__DESCRIPTION OF THE TASK__.
Could you reproduce, word for word, everything below from the line containing "private m_decodedTile?: DecodedTile;" down to the line containing "this.m_textStyleCache = new", with both of those lines included and no others?

__DATA FOR ANALYSIS__.

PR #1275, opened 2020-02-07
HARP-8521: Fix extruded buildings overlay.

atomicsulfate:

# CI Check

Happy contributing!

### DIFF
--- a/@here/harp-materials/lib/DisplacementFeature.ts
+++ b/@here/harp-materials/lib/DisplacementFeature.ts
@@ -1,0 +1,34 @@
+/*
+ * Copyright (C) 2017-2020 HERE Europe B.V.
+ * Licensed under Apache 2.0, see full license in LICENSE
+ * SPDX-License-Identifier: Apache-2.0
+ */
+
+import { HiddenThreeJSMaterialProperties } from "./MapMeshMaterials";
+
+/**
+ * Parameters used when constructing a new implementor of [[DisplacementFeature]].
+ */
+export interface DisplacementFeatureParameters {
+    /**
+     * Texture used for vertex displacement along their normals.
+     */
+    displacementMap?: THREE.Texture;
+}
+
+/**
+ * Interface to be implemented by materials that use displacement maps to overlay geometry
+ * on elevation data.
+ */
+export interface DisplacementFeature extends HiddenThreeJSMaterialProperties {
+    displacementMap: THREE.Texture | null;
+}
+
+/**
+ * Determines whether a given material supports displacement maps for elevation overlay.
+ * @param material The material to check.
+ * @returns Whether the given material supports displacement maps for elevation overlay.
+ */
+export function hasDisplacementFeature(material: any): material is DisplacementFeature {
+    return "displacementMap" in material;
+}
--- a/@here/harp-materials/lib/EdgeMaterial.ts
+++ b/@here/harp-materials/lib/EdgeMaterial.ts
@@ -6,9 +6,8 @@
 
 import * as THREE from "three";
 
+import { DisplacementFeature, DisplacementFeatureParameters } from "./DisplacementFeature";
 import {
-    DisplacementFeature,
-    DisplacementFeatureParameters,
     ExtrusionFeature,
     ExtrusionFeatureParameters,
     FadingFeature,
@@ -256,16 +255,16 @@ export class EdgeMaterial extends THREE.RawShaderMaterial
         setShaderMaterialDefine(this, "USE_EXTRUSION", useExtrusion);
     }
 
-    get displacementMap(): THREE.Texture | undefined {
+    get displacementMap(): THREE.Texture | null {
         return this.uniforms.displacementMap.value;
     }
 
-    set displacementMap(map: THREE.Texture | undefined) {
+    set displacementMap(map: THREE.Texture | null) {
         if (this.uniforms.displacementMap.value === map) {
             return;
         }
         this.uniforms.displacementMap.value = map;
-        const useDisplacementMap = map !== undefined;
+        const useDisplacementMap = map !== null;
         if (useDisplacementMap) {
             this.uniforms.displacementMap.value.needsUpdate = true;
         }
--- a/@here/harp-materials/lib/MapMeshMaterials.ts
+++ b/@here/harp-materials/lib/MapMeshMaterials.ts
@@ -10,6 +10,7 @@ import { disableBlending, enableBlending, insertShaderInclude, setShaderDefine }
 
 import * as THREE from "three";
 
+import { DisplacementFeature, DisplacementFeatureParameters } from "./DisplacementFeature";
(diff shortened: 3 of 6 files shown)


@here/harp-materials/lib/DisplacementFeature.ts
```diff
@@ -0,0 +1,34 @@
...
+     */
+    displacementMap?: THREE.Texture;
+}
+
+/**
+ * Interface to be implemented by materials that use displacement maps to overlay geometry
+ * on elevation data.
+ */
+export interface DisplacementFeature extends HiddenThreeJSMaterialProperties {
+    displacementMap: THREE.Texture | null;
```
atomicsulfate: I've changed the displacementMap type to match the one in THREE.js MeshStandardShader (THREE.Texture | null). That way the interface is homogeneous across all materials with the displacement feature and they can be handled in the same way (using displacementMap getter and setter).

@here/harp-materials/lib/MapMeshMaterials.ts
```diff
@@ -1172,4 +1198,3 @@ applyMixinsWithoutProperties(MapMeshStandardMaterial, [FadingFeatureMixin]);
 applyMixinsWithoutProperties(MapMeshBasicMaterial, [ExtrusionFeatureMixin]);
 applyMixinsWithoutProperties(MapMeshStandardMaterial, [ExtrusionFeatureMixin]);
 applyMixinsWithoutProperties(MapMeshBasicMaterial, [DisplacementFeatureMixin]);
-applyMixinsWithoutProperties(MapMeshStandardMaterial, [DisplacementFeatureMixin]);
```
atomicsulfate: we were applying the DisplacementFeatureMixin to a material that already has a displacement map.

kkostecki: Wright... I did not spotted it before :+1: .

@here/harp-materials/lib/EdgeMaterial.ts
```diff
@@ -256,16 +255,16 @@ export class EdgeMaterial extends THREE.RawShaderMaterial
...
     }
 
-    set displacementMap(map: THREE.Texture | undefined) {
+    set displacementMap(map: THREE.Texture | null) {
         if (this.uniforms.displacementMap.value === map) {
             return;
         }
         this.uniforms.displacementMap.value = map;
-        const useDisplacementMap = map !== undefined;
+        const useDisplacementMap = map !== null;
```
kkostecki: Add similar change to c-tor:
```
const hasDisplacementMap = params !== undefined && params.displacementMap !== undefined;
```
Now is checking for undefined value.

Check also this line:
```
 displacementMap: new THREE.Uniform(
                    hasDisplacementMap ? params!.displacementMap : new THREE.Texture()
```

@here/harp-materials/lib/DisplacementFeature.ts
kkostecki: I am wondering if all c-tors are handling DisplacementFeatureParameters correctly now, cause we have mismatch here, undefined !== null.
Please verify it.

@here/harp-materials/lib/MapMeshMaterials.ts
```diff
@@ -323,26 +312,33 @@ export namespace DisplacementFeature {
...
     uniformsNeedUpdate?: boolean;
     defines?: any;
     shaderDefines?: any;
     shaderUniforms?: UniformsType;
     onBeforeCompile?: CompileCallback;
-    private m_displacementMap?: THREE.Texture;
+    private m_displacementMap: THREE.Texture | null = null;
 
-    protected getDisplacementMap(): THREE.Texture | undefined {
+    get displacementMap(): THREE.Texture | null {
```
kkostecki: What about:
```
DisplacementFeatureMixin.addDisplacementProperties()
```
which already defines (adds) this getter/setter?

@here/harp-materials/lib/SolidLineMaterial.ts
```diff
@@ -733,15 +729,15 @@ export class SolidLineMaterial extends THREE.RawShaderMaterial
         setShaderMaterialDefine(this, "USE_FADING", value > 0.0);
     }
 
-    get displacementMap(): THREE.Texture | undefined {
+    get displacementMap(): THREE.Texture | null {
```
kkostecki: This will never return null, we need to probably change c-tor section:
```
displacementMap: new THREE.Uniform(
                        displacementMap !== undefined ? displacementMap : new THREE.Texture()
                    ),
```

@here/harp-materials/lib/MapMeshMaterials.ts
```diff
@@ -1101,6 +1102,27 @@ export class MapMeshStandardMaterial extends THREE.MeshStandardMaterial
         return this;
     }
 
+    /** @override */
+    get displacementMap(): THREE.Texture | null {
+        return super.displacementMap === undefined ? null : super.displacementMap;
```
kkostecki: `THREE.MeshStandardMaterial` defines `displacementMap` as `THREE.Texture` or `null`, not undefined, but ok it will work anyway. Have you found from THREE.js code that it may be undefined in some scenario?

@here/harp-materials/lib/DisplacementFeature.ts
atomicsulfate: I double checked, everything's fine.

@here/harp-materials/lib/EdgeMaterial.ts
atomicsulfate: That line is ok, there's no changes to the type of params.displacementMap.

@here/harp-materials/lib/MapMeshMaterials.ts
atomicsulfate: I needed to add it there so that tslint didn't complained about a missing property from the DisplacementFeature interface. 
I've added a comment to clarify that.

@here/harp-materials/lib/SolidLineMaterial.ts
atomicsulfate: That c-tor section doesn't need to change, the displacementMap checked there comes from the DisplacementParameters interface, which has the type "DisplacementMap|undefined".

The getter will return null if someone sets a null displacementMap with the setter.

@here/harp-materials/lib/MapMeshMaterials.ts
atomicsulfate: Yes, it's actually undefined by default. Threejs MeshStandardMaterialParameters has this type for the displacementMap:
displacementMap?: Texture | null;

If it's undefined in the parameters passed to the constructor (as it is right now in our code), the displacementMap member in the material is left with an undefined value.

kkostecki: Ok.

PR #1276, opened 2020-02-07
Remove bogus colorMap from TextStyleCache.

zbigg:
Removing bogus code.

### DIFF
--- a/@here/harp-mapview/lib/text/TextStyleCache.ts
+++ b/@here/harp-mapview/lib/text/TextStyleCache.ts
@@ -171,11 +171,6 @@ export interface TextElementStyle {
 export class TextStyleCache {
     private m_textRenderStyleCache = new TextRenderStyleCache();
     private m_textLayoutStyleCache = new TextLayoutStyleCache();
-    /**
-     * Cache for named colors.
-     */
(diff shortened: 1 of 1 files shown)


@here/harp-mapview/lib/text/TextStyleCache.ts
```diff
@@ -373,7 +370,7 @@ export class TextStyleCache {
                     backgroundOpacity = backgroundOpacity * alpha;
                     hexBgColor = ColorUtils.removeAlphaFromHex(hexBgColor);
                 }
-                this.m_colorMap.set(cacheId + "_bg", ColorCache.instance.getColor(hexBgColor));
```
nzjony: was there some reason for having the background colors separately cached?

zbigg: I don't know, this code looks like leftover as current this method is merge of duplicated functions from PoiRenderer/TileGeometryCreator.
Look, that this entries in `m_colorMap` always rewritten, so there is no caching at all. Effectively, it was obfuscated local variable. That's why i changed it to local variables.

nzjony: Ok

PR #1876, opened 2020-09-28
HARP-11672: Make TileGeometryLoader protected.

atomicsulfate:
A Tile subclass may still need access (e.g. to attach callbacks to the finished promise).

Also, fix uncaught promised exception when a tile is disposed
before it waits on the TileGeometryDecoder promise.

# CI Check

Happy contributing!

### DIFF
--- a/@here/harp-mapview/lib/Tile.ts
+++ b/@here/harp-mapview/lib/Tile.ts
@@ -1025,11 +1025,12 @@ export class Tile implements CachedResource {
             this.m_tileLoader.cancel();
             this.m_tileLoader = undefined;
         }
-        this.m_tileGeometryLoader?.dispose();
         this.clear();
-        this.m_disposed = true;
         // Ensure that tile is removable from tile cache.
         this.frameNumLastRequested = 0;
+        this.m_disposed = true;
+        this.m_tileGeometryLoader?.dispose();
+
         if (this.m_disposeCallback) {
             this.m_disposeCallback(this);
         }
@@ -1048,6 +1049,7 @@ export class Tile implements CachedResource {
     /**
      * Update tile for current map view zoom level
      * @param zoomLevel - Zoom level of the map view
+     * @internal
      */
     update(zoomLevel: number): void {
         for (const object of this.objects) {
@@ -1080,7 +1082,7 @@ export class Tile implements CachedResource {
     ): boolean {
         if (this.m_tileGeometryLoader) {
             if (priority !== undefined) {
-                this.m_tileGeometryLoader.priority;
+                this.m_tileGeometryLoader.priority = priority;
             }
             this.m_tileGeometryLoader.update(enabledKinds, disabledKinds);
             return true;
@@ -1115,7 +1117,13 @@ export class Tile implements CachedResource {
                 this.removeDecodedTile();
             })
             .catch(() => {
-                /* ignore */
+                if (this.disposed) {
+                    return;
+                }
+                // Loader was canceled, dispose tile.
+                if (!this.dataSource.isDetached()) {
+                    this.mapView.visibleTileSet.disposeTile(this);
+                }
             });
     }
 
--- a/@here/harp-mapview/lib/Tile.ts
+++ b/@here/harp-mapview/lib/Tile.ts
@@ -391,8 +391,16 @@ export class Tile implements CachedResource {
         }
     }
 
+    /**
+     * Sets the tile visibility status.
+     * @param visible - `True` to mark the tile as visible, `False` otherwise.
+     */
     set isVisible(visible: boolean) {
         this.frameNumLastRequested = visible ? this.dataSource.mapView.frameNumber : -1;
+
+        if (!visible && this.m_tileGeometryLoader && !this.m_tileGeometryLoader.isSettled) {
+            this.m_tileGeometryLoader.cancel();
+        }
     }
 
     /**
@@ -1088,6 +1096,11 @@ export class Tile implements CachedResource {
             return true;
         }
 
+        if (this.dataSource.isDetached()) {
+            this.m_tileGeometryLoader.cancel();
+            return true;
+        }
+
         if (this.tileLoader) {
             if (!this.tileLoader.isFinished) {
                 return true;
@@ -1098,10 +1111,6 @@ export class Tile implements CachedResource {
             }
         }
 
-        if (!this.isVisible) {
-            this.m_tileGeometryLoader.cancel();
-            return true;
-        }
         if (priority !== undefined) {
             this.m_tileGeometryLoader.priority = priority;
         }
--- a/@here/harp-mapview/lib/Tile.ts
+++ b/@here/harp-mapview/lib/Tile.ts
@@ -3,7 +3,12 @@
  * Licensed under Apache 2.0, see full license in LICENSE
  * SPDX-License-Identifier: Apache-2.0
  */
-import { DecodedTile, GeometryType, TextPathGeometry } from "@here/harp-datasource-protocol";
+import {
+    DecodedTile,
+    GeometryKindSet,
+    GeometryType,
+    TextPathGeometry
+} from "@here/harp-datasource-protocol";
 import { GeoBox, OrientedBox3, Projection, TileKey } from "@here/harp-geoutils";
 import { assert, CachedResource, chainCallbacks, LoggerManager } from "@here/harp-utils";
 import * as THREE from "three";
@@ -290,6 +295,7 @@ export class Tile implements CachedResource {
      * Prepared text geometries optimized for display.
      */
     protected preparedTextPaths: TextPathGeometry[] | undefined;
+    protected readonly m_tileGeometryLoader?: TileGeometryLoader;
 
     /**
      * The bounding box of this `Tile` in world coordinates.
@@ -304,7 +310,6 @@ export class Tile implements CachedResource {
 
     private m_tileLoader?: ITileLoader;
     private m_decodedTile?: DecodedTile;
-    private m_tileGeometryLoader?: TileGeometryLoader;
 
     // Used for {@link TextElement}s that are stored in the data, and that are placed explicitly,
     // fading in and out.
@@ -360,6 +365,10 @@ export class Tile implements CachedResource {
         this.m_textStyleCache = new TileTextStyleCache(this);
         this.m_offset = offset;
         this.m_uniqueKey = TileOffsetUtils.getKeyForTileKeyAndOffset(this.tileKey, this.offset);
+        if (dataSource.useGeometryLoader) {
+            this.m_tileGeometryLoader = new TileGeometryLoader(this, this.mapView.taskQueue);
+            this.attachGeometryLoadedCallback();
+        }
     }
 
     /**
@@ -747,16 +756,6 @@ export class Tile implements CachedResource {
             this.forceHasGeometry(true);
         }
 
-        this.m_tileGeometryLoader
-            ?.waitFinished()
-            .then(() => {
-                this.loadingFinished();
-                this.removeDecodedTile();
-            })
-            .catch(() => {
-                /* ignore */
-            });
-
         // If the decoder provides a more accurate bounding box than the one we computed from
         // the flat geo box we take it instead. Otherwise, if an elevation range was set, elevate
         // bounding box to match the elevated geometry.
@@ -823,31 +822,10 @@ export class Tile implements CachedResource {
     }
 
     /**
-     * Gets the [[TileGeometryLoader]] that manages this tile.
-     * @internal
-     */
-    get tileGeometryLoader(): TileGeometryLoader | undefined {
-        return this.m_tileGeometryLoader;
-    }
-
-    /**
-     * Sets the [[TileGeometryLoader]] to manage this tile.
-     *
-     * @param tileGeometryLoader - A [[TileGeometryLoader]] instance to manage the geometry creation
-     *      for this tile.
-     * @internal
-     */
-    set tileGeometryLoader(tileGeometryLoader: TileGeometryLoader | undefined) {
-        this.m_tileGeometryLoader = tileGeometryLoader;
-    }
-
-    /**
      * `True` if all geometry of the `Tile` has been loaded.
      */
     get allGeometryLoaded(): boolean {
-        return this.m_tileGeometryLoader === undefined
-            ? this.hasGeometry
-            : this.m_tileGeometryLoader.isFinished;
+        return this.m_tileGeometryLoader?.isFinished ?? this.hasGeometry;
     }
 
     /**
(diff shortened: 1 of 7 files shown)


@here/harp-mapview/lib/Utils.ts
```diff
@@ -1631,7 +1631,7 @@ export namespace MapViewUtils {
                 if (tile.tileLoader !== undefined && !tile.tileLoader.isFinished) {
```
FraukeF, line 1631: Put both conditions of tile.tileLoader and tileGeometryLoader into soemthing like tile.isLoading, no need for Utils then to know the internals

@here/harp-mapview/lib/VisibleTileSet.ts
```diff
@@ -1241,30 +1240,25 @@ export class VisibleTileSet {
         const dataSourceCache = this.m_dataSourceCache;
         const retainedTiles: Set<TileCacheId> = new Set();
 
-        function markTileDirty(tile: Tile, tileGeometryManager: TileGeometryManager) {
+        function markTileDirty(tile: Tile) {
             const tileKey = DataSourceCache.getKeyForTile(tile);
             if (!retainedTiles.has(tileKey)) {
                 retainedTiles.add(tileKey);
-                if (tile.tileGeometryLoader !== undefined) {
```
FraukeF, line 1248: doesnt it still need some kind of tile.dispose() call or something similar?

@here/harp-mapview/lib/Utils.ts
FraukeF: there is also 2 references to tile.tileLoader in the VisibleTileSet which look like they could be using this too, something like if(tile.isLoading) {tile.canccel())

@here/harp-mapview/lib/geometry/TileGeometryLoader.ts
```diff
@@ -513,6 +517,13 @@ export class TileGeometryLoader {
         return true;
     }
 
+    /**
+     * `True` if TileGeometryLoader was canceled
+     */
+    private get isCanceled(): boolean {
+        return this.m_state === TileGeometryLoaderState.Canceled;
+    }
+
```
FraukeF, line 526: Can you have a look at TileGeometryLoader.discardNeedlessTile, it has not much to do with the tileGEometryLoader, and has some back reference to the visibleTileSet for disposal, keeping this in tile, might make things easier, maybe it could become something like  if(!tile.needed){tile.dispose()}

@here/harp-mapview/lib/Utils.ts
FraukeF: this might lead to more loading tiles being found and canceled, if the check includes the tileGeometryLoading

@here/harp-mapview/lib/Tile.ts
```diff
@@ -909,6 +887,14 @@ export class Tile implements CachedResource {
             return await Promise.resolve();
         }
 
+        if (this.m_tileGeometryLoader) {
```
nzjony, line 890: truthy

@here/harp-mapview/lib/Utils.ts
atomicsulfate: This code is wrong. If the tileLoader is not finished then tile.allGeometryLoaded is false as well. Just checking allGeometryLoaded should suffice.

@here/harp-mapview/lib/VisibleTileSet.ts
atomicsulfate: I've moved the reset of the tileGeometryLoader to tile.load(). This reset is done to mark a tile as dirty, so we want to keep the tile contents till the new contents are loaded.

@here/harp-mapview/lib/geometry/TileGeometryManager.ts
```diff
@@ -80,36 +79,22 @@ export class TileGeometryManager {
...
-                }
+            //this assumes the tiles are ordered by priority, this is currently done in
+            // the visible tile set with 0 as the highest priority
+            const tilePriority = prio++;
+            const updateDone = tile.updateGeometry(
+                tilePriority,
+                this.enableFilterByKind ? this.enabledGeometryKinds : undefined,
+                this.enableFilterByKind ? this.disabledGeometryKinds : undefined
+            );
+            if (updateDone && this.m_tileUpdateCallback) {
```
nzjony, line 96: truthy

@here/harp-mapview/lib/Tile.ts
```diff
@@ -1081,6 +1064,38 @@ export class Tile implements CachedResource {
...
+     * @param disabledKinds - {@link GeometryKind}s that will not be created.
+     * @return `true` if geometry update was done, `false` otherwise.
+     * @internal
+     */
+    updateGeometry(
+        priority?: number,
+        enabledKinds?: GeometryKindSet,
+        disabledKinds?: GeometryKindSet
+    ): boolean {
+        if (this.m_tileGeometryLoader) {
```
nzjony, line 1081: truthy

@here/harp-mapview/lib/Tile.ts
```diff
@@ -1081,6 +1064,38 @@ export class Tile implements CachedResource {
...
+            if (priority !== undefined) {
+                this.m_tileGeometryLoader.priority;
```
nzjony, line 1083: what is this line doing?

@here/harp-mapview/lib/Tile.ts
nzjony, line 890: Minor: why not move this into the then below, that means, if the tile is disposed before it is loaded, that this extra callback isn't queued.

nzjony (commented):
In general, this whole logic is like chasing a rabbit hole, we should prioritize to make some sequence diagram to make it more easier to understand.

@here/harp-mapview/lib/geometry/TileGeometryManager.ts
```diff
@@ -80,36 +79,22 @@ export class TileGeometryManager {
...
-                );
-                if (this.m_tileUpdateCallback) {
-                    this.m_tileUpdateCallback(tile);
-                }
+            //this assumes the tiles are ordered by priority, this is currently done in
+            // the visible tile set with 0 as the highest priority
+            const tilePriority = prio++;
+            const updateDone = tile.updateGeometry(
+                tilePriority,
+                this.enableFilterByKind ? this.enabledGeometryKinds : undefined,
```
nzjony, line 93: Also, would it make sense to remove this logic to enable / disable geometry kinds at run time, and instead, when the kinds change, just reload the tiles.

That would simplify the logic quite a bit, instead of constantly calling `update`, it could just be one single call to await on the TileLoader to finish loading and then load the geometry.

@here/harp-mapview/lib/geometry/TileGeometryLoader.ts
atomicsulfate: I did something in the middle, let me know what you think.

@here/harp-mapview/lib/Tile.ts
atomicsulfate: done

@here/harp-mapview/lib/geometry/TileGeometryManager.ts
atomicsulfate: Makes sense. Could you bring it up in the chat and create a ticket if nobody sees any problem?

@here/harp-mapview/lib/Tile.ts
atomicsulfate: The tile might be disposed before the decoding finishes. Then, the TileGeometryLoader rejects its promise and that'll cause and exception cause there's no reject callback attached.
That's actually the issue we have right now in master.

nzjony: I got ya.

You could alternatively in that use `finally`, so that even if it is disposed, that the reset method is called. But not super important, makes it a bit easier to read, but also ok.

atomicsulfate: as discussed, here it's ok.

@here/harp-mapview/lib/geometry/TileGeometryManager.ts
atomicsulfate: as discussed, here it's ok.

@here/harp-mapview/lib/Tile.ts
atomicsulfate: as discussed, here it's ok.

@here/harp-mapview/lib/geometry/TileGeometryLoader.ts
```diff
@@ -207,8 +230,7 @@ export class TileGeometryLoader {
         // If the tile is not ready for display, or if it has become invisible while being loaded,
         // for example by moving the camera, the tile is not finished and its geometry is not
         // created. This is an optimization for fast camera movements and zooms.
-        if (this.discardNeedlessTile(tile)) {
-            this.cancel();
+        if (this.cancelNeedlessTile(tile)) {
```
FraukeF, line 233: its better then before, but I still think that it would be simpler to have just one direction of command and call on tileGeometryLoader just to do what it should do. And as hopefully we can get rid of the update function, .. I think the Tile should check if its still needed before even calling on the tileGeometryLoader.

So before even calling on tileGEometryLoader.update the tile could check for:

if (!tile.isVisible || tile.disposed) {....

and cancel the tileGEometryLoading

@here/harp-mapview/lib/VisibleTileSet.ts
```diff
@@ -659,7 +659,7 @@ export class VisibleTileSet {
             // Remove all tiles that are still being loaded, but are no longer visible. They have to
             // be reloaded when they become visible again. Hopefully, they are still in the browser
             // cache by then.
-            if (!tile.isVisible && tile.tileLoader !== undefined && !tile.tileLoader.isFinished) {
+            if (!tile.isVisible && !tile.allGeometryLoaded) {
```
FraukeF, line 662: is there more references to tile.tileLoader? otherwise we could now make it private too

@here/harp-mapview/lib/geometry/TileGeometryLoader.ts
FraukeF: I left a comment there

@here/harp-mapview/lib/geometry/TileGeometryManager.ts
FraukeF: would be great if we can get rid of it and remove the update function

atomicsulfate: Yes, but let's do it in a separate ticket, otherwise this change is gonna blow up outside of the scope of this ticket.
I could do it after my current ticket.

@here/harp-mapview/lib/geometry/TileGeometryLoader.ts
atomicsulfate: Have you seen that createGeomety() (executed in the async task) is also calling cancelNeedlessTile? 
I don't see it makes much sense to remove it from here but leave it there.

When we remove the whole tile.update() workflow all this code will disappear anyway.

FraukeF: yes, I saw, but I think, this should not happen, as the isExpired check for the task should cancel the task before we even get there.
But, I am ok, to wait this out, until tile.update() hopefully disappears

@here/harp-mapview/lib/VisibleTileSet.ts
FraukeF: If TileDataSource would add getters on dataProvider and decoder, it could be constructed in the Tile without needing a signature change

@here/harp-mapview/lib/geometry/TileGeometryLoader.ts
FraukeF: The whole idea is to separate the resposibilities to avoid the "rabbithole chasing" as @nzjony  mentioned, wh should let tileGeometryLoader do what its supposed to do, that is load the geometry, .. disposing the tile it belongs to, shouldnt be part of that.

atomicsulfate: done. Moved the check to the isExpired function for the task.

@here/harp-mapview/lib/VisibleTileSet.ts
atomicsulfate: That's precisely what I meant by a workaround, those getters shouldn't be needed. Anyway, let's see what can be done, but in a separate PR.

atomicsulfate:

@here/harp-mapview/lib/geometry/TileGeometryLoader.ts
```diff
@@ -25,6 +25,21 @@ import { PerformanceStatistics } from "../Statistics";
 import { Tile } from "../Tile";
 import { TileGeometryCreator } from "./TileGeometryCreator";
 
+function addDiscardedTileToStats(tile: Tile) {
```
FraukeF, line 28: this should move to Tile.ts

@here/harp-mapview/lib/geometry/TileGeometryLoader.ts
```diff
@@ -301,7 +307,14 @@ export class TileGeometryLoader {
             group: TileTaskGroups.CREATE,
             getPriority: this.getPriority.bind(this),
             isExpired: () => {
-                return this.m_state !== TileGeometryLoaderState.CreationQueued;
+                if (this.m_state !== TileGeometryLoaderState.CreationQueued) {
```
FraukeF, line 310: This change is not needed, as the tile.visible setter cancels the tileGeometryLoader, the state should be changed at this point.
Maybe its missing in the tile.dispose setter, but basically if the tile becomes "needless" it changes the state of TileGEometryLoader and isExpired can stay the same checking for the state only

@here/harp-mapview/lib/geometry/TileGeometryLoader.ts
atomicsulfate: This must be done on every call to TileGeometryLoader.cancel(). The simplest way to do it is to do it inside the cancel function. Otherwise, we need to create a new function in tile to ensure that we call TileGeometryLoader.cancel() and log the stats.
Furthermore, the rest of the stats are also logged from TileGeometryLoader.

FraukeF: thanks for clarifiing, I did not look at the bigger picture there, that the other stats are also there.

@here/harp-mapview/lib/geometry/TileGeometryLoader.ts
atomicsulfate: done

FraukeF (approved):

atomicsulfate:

__EXERCISE OUTPUT__.
     private m_decodedTile?: DecodedTile;
-    private m_tileGeometryLoader?: TileGeometryLoader;
 
     // Used for {@link TextElement}s that are stored in the data, and that are placed explicitly,
     // fading in and out.
@@ -360,6 +365,10 @@ export class Tile implements CachedResource {
         this.m_textStyleCache = new TileTextStyleCache(this);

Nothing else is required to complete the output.